А Петька еще не понимал, что она попрощалась с ним и, наверное, навсегда. Он все еще стоял на пороге и, счастливо улыбаясь, ждал продолжения того чудесного, что с ним сейчас произошло. Ларек подтолкнул его:
— Пошли, давай.
И на улице он продолжал улыбаться так же счастливо и непонимающе, пока до него не дошло, что все кончено и никакого продолжения чуда ему не видать.
— Я в этот день совсем одурел, — сказал Петька, заканчивая свой рассказ, — ничего не соображал. А все запомнил до самых мелких подробностей, бывает же такая петуховина…

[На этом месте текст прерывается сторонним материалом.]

PR #1727, opened 2024-04-11
CMake: update x86 platform detection

### LINKED ISSUE #1726: Upgrading SelectiveTaint: Replacing dyninst9.3 with dyninst13.0 in Ubuntu 14.04 Environment
I'm trying to replace dynisnt9.3 with dyninst13.0 in selectivetaint (running in ubuntu14.04 environment) and I'm getting the following error in the build from source short step, so that means that dynisnt9.3 onwards is not supported for installation in the ubuntu14.04 (because of its i686 architecture)?

`
CMake Error at cmake/DyninstPlatform.cmake:16 (message):
  Unsupported architecture: 'i686'
Call Stack (most recent call first):
  CMakeLists.txt:35 (include)
`

hainest:
Adds better detection of 32-bit x86 platforms and separates out the 64-bit ones.

Should fix #1726, but will need confirmation.

### DIFF
--- a/cmake/DyninstPlatform.cmake
+++ b/cmake/DyninstPlatform.cmake
@@ -11,17 +11,25 @@ endif()
 # Equivalent to CMAKE_HOST_SYSTEM_PROCESSOR and `uname -m` on Unixes
 cmake_host_system_information(RESULT _host_arch QUERY OS_PLATFORM)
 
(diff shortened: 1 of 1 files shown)


kupsch (approved):

hainest:
@kupsch It looks like this is working. Do you think we should merge it?

kupsch:
Yes. Merge it.

PR #1728, opened 2024-04-15
Fix AMDGPU register operand expansion

### LINKED ISSUE #1725: AMD GPU Instruction Decoder Failed to expand operand
**Describe the bug**

https://github.com/dyninst/dyninst/blob/e885d38c535976c92f108bce29803dcb6145476e/instructionAPI/src/AMDGPU/gfx908/appendOperands.C#L252-L263

The intention of this implementation is to expand a single operand into multiples, when the first one decode returns a registerAST expression.
The boost::dynamic_pointer_cast<RegisterAST::Ptr>(first) != NULL fails however, even if the variable first is indeed of type RegisterAST.
The reason why it wasn't discovered is because the Architecture Specific Formatter will expand on the first operand. 
Take S_LOAD_DWORDX2 S[0:1], S[4:5], 0x0 for example,
the output instruction will have 3 operands, s0, s4 and 0x0, but the formatter will correctly output s0 as s[0:1] and s4 as s[4:5], hiding the fact that we actually missed operands s1 and s5.

**Potential Solution**

The problem here is that we want a way to figure out the underlying type of a Expression::Ptr. 
One easy solution is to create a type field in Expression, that gets initialized with the proper type based on the constructor it uses,
but I'm not sure if this is a desirable solution.

bbiiggppiigg:
This commit fixes an issue with the use of dynmaic_pointer_cast in appendOperands.C, 
where the base type should be used in stead of the Ptr type.

Fixes #1725

### DIFF
--- a/instructionAPI/src/AMDGPU/gfx908/appendOperands.C
+++ b/instructionAPI/src/AMDGPU/gfx908/appendOperands.C
@@ -32,7 +32,7 @@ namespace InstructionAPI {
     {
         Expression::Ptr first = decodeOPR_ACCVGPR(input,vec_len);
         insn_in_progress->appendOperand(first,isRead,isWritten,isImplicit);
-        if (boost::dynamic_pointer_cast<RegisterAST::Ptr>(first) != NULL)
+        if (boost::dynamic_pointer_cast<RegisterAST>(first) != NULL)
         {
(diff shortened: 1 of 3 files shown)


bbiiggppiigg:
@rochauha This PR fixes the liveness problem you've seen in your branch.

kupsch (approved):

Из утренней сумрачной дали возник московский скорый, с грохотом и свистом он ворвался на станцию, прогремел по первому пути и притих только около вокзала. Из интернатских дверей начали выбегать мальчишки и девчонки. Они прыгали с крыльца и через огромный двор с криком и визгом, сталкивая нас с нахоженной дорожки в снег, бежали к школе.
Петька зябко поежился и подышал в кулаки.
— Пошли, — сказал я.
— Пошли.
Мы торопливо зашагали в интернат. Надо все-таки позавтракать и спешить в школу.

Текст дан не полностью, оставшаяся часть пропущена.